PR #1301, opened 2021-05-07
unit testing for experimental vocab

parmeet:
Modified unit tests to check the Exception being raised if trying to insert or append token that already exist in vocab


parmeet:
These changes are part of #1302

+-------+

The lines from the one containing "unit testing for experimental vocab" through the final line of the entries above are to be printed exactly, with nothing added.

unit testing for experimental vocab

parmeet:
Modified unit tests to check the Exception being raised if trying to insert or append token that already exist in vocab


parmeet:
These changes are part of #1302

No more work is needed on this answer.